United States President Donald Trump announced on Thursday that beginning October 1, the United States will levy a 100 % tariff on imports of branded or patented pharmaceutical products, unless the manufacturer is actively building a U.S.-based production facility.
He also unveiled fresh tariffs of 50 % on kitchen cabinets and bathroom vanities, 25 % on heavy-duty trucks, and 30 % on upholstered furniture as part of a broader push to shield domestic industries from foreign competition.
In social media posts on Truth Social, Trump defined the exemption for drugmakers as applying to those that have “broken ground” or already are “under construction” in the United States. He framed the moves as efforts to support U.S. manufacturing and cited national security, though he did not provide detailed legal or economic justification in his announcements.
The decision marks a dramatic escalation in Trump’s tariff strategy, which has already included sweeping duties on steel, aluminum, autos, copper, and other goods during his second presidency. Observers note that the pharmaceutical tariffs could disrupt global supply chains, raise the cost of medicines in the U.S., and provoke retaliation from trading partners.

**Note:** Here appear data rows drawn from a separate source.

PR #1595, opened 2026-07-28
fix(table): cancel record writes on iterator stop

fallintoplace:
## What changed

Cancel unpartitioned and fanout write contexts when a `WriteRecords` consumer stops early. Fanout writes now cancel record production independently from rolling writers and release retained batches left in the input queue after workers exit.

Add unpartitioned and partitioned regressions showing that breaking after the first output stops the source before all records are consumed. The checked allocator also verifies retained Arrow memory is released.

## Why

The iterator previously drained output without canceling production. Breaking iteration could therefore consume the entire source, continue writing files, or never return for an unbounded source.

## Testing

- `go test ./table -run 'Test(WriteRecords|FanoutWriter|PositionDeletePartitionedFanoutWriter)' -count=1 -timeout=180s`\n- `go test -race ./table -run 'TestWriteRecords/TestEarlyStopCancelsRecordProduction' -count=1 -timeout=120s`

### DIFF
--- a/table/arrow_utils.go
+++ b/table/arrow_utils.go
@@ -1866,12 +1866,13 @@ func recordsToDataFiles(ctx context.Context, rootLocation string, meta *Metadata
 func unpartitionedWrite(ctx context.Context, factory *writerFactory, records iter.Seq2[arrow.RecordBatch, error]) iter.Seq2[iceberg.DataFile, error] {
 	outputCh := make(chan iceberg.DataFile, 1)
 	errCh := make(chan error, 1)
+	writerCtx, cancel := context.WithCancel(ctx)
 
 	go func() {
 		defer close(outputCh)
 		defer factory.stopCount()
 
-		writer := factory.newRollingDataWriter(ctx, "", nil, outputCh)
+		writer := factory.newRollingDataWriter(writerCtx, "", nil, outputCh)
 		for rec, err := range records {
 			if err != nil {
 				errCh <- err
@@ -1879,6 +1880,15 @@ func unpartitionedWrite(ctx context.Context, factory *writerFactory, records ite
 				writer.abortAndWait()
 
 				return
+			}
+			select {
+			case <-writerCtx.Done():
+				errCh <- context.Cause(writerCtx)
+				close(errCh)
+				writer.abortAndWait()
+
+				return
+			default:
 			}
 			if err := writer.Add(rec); err != nil {
 				errCh <- err
@@ -1899,6 +1909,7 @@ func unpartitionedWrite(ctx context.Context, factory *writerFactory, records ite
 			for range outputCh {
 			}
 		}()
+		defer cancel()
 		for df := range outputCh {
 			if !yield(df, nil) {
 				return
--- a/table/arrow_utils.go
+++ b/table/arrow_utils.go
@@ -1881,15 +1881,7 @@ func unpartitionedWrite(ctx context.Context, factory *writerFactory, records ite
 
 				return
 			}
-			select {
-			case <-writerCtx.Done():
-				errCh <- context.Cause(writerCtx)
-				close(errCh)
-				writer.abortAndWait()
 
-				return
-			default:
-			}
 			if err := writer.Add(rec); err != nil {
 				errCh <- err
 				close(errCh)
--- a/table/partitioned_fanout_writer.go
+++ b/table/partitioned_fanout_writer.go
@@ -180,7 +180,7 @@ func (p *partitionedFanoutWriter) processRecord(ctx context.Context, writerCtx c
 	return nil
 }
 
-func (p *partitionedFanoutWriter) yieldDataFiles(fanoutWorkers *errgroup.Group, inputRecordsCh chan arrow.RecordBatch, outputDataFilesCh chan iceberg.DataFile, cancel context.CancelFunc) iter.Seq2[iceberg.DataFile, error] {
+func (p *partitionedFanoutWriter) yieldDataFiles(fanoutWorkers *errgroup.Group, inputRecordsCh <-chan arrow.RecordBatch, outputDataFilesCh chan iceberg.DataFile, cancel context.CancelFunc) iter.Seq2[iceberg.DataFile, error] {
 	return yieldDataFiles(
 		p.writerFactory,
 		fanoutWorkers,
@@ -195,7 +195,7 @@ func (p *partitionedFanoutWriter) yieldDataFiles(fanoutWorkers *errgroup.Group, 
 func yieldDataFiles(
 	writerFactory *writerFactory,
 	fanoutWorkers *errgroup.Group,
-	inputRecordsCh chan arrow.RecordBatch,
+	inputRecordsCh <-chan arrow.RecordBatch,
 	outputDataFilesCh chan iceberg.DataFile,
 	closeAll func() error,
 	abortAll func(),
@@ -208,6 +208,8 @@ func yieldDataFiles(
 		defer close(outputDataFilesCh)
 		defer cancel()
 		err := fanoutWorkers.Wait()
+		// Wait includes the feeder, which closes inputRecordsCh. Any batches
+		// remaining here were retained by the feeder but never dequeued.
 		for record := range inputRecordsCh {
 			record.Release()
 		}
@@ -221,6 +223,8 @@ func yieldDataFiles(
 	}()
 
 	return func(yield func(iceberg.DataFile, error) bool) {
+		// LIFO defer order matters: cancel signals the producer first,
+		// then draining outputDataFilesCh lets in-flight sends complete.
 		defer func() {
 			for range outputDataFilesCh {
 			}
--- a/table/partitioned_fanout_writer.go
+++ b/table/partitioned_fanout_writer.go
@@ -180,7 +180,7 @@ func (p *partitionedFanoutWriter) processRecord(ctx context.Context, writerCtx c
 	return nil
 }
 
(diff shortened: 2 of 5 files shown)


table/partitioned_fanout_writer.go
```diff
@@ -175,10 +180,11 @@ func (p *partitionedFanoutWriter) processRecord(ctx context.Context, writerCtx c
 	return nil
 }
 
-func (p *partitionedFanoutWriter) yieldDataFiles(fanoutWorkers *errgroup.Group, outputDataFilesCh chan iceberg.DataFile, writerCancel context.CancelFunc) iter.Seq2[iceberg.DataFile, error] {
+func (p *partitionedFanoutWriter) yieldDataFiles(fanoutWorkers *errgroup.Group, inputRecordsCh chan arrow.RecordBatch, outputDataFilesCh chan iceberg.DataFile, writerCancel context.CancelFunc) iter.Seq2[iceberg.DataFile, error] {
```
tanmayrauth: The param here is still named `writerCancel`, but it now receives the combined `cancel` that stops both the fanout/feeder context and the writer context. The old name understates that — a maintainer reading
  `writerCancel` won't realize calling it also cancels record production, which is the whole point of this change. Suggest renaming it to `cancel` to match the renamed param on the shared `yieldDataFiles`
  below.

table/write_records_test.go
```diff
@@ -233,6 +234,63 @@ func (s *WriteRecordsTestSuite) TestSmallTargetFileSizeProducesMultipleFiles() {
 	s.Equal(int64(1000), totalRows)
 }
 
+func (s *WriteRecordsTestSuite) TestEarlyStopCancelsRecordProduction() {
```
tanmayrauth, line 237: Nice regression. One gap: it covers unpartitioned + partitioned data writes but not  positionDeletePartitionedFanoutWriter, which took the identical cancel/drain change. The shared
  yieldDataFiles/startRecordFeeder path is exercised by the partitioned case, so this is low priority — but its processBatch path is the one bit that differs and currently has no early-stop coverage. A pos-delete variant of this test would close that.

tanmayrauth (commented):
Traced the cancellation paths end-to-end — the fix is correct and the checked allocator genuinely validates the memory-release claim. Just two non-blocking nits inline.

table/arrow_utils.go
```diff
@@ -1880,6 +1881,15 @@ func unpartitionedWrite(ctx context.Context, factory *writerFactory, records ite
 
 				return
 			}
+			select {
+			case <-writerCtx.Done():
+				errCh <- context.Cause(writerCtx)
```
laskoviymishka: I think there's a subtle wrinkle here. This select fires after we've already pulled `rec` off the iterator but before `writer.Add(rec)`, so on cancellation that batch is dropped between the two lines — harmless today since the `releasing` wrapper frees it, but worth noting.

The bigger thing is what we send. `writerCtx` is a plain `WithCancel`, so `context.Cause(writerCtx)` is always `context.Canceled`, and on the early-stop path the iterator returns before it ever reads `errCh` — so that value is silently discarded. Anyone who later wires up a read of `errCh` after early stop would see a spurious `context.Canceled` reported as the outcome of what was actually a clean stop.

`writer.Add`'s own blocking `<-ctx.Done()` check is already a cancellation point, so one option is to drop this non-blocking select entirely and lean on that. If we want to keep the eager check, I'd switch to `WithCancelCause`, call `cancel(nil)` on clean stop, and only send to `errCh` when `context.Cause` is non-nil. wdyt?

table/arrow_utils.go
```diff
@@ -1880,6 +1881,15 @@ func unpartitionedWrite(ctx context.Context, factory *writerFactory, records ite
 
 				return
 			}
+			select {
```
laskoviymishka: Small one, assuming the select stays: there's no blank line between the closing `}` of the `if err != nil` block and this `select`, which wsl will flag — I'm fairly sure CI fails on it. Worth adding one.

table/partitioned_fanout_writer.go
```diff
@@ -175,32 +180,37 @@ func (p *partitionedFanoutWriter) processRecord(ctx context.Context, writerCtx c
...
 ) iter.Seq2[iceberg.DataFile, error] {
 	// Use a channel to safely communicate the error from the goroutine
 	// to avoid a data race between writing err in the goroutine and reading it in the iterator.
 	errCh := make(chan error, 1)
 	go func() {
 		defer close(outputDataFilesCh)
-		defer writerCancel()
+		defer cancel()
 		err := fanoutWorkers.Wait()
+		for record := range inputRecordsCh {
```
laskoviymishka, line 214: Could we add a one-liner on why this drain is safe? It took me a second: `startRecordFeeder` is part of `fanoutWorkers`, so by the time `Wait()` returns the feeder has already exited and closed `inputRecordsCh`. This only ever releases batches the feeder `Retain()`ed but no worker dequeued — dequeued ones are freed by the worker's own `defer Release()`, so there's no double-release. Mostly the comment guards against someone later pulling the feeder out of the errgroup and quietly deadlocking this loop.

table/partitioned_fanout_writer.go
```diff
@@ -215,6 +225,7 @@ func yieldDataFiles(
 			for range outputDataFilesCh {
 			}
 		}()
+		defer cancel()
```
laskoviymishka, line 235: `cancel()` is deferred here and again in the goroutine at line 209 — both idempotent so it's fine, but the intent isn't obvious (this one fires first via LIFO and is the early-stop signal; the goroutine's is the fallback). `clustered_writer.go:183-186` already has a comment for exactly this — mind mirroring it?

table/partitioned_fanout_writer.go
```diff
@@ -175,32 +180,37 @@ func (p *partitionedFanoutWriter) processRecord(ctx context.Context, writerCtx c
...
 		p.writerFactory.abortAll,
-		writerCancel,
+		cancel,
 	)
 }
 
 func yieldDataFiles(
 	writerFactory *writerFactory,
 	fanoutWorkers *errgroup.Group,
+	inputRecordsCh chan arrow.RecordBatch,
```
laskoviymishka: Since `yieldDataFiles` only ever drains this, could we type it `<-chan arrow.RecordBatch` here (and in the two wrapper methods + the pos-delete one)? Makes the read-only intent explicit and stops anyone accidentally sending into a channel `startRecordFeeder` owns.

table/pos_delete_partitioned_fanout_writer_test.go
```diff
@@ -402,6 +403,66 @@ func TestPositionDeletePartitionedFanoutWriterRoutesPartitionsIndependently(t *t
 	assert.Equal(t, int64(1), byPart[2].Count(), "id=2 delete file must contain only the one row targeting pathB")
 }
 
+func TestPositionDeletePartitionedFanoutWriterEarlyStopCancelsRecordProduction(t *testing.T) {
```
laskoviymishka, line 409: Every other top-level test in this file opens with `t.Parallel()` — this one's missing it. Worth adding for consistency.

table/write_records_test.go
```diff
@@ -233,6 +234,63 @@ func (s *WriteRecordsTestSuite) TestSmallTargetFileSizeProducesMultipleFiles() {
...
+				s.ctx, tbl, schema, records, table.WithTargetFileSize(1), table.WithMaxWriteWorkers(1),
+			) {
+				s.Require().NoError(writeErr)
+				s.Require().NotNil(df)
+
+				break
+			}
+
+			s.Positive(produced.Load())
+			s.Less(produced.Load(), int32(1000))
```
laskoviymishka: `< 1000` is a pretty loose bound — with `WithMaxWriteWorkers(1)` and `WithTargetFileSize(1)` we break after the first file, so real production is only 1-3 batches. As written this still passes even if cancellation were delayed by 990 records, which is most of what we're trying to catch. I'd tighten it to something like `< 10`. Same assertion at `pos_delete_partitioned_fanout_writer_test.go:463`.

table/pos_delete_partitioned_fanout_writer_test.go
```diff
@@ -402,6 +403,66 @@ func TestPositionDeletePartitionedFanoutWriterRoutesPartitionsIndependently(t *t
...
+
+	for dataFile, writeErr := range writer.Write(t.Context(), 1) {
+		require.NoError(t, writeErr)
+		require.NotNil(t, dataFile)
+
+		break
+	}
+
+	assert.Positive(t, produced.Load())
+	assert.Less(t, produced.Load(), int32(1000))
```
laskoviymishka: The PR description calls out that retained Arrow memory gets released, verified by a checked allocator — but this direct-writer test doesn't assert that (only the table-level path does). Could we thread a `memory.CheckedAllocator` through the context and assert `CurrentAllocated() == 0` after the loop? Cheap way to pin the memory claim on this path too.

laskoviymishka (changes requested):
The cancellation wiring looks correct across all three paths, and the checked-allocator test actually verifies that retained memory is released. I agree with Tanmay that the main change is sound.

I’d clean up one thing in the unpartitioned path before merging. The new non-blocking `select` can receive `rec`, notice cancellation, and send `context.Cause(writerCtx)` to `errCh`. But `writerCtx` comes from plain `WithCancel`, so that will always be `context.Canceled`. On early iterator exit, nothing reads the value from `errCh` anyway.

It is harmless, but it turns a normal early stop into an error path without surfacing the error. `writer.Add` already checks the context while blocking, so I’d either remove the eager `select` or switch this path to `WithCancelCause`. I left the details inline.

The rest are small:

* a missing blank line that may trip `wsl` in CI
* short comments explaining why the fanout drain and double cancel are safe
* a receive-only channel type
* a tighter `< 1000` bound in the early-stop test so it would catch a regression

Once the `select` is cleaned up, I’m good to approve.

laskoviymishka (approved):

In response to the announcement, Indian pharmaceutical stocks tumbled. The U.S. is a major market for Indian drug exports, although much of India’s trade is in generics rather than branded pharmaceuticals — which the tariff targets do not explicitly address. Several Indian companies, including Sun Pharma, saw share price declines of over 3 %.
Trump’s truck and cabinetry tariffs also went beyond pharmaceuticals. The 25 % tariff on imported heavy trucks is intended to protect U.S. manufacturers such as Peterbilt, Kenworth, Freightliner, and Mack from “outside competition,” Trump said. The 50 % tariff on kitchen cabinets and bathroom vanities and 30 % on upholstered furniture reflect his administration’s claims that foreign imports are “flooding” the U.S. market.
Trump’s announcement comes amid ongoing national security investigations under Section 232 of the Trade Expansion Act. Earlier in 2025, the Commerce Department launched probes into trucks, pharmaceuticals, and other imports to assess whether they threaten U.S. security. Some analysts suggest the tariff declarations may be a signal that these investigations are nearing completion.
Markets reacted swiftly. Pharmaceutical and furniture stocks in Asia declined, while U.S. sectors sensitive to construction and automotive supply chains also showed volatility. Critics warn that imposing such steep levies could exacerbate inflation, strain federal healthcare programs like Medicare and Medicaid, and destabilize bilateral trade relations. Proponents, however, argue the tariffs will incentivize reshoring of production and reduce reliance on foreign supply.
Trump’s sweeping tariff announcement is likely to dominate trade discourse in the coming weeks. The administration faces imminent pressure to define enforcement rules, determine which countries or products may receive exemptions, and respond to legal challenges as trading partners evaluate retaliation or concession strategies.